Et en effet, la réglementation change énormément de choses pour tous ceux qui traitent des données de citoyens européens, que ce soient les villes et communes, des entreprises et même des indépendants ou PME. Sans entrer dans les détails, il s'agit d'unifier la législation sur la protection des données sur toute l'Europe, pour s'assurer que les gens aient bien donné leur accord que leurs données soient utilisées, dans quel cadre elles le seront, ... en plus d'inscrire légalement l'obligation pour les entreprises de signaler d'éventuelles "fuites d'information" suite à une erreur ou une attaque informatique malveillante.

La Ville de Charleroi n’est pas prête... mais elle n’a pas chômé pour autant. “Charleroi, c’est un mammouth qu’il faut faire bouger. On n’est pas 100% prêts pour chaque ligne de ce nouveau texte européen, mais on a bien commencé depuis plusieurs mois” , nous répond-on à la Ville. “Mardi, sera désigné un délégué pour la protection des données, qui sera désormais à temps plein à la Ville. Ca va ensuite se faire au fur et à mesure, ça ne sera pas prêt dans les deux mois, par contre.” 

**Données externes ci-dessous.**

PR #342, opened 2024-12-20
refactor: Update handleLayout to accept nodes and improve hidden node handling

MH4GF:
## Background

There is a problem with not highlighting when opening with a URL with query parameters.

## Description

In handleLayout, changed to take nodes as arguments.
This PR does not change the behavior. 
In the next PR, we plan to calculate the highlight information and pass it to nodes.


junkisai (approved):
It looked good!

Avec 4.000 agents et des données de plus de 200.000 citoyens,Charleroi employait déjà depuis des années un délégué à la sécurité des informations pour le service citoyenneté. Il faudra élargir pour rentrer dans les clous du RGPD. “C’est un processus très lourd : par exemple, à chaque fois que quelqu’un viendra faire son permis de conduire, il faudra signer son accord, ou pas, pour que les données puissent être utilisées par d’autres services de la Ville.” 

Ailleurs sur le territoire, les grandes communes sont un peu plus à jour. A Châtelet, on nous assure que "tout est prêt, c'était anticipé depuis plusieurs mois. La majorité de nos documents incluaient déjà un accord écrit ou signé." A Courcelles, nous n'avons pas reçu à cette heure la confirmation officielle, mais il semblerait que l'administration soit prête des premiers retours qui nous ont été faits.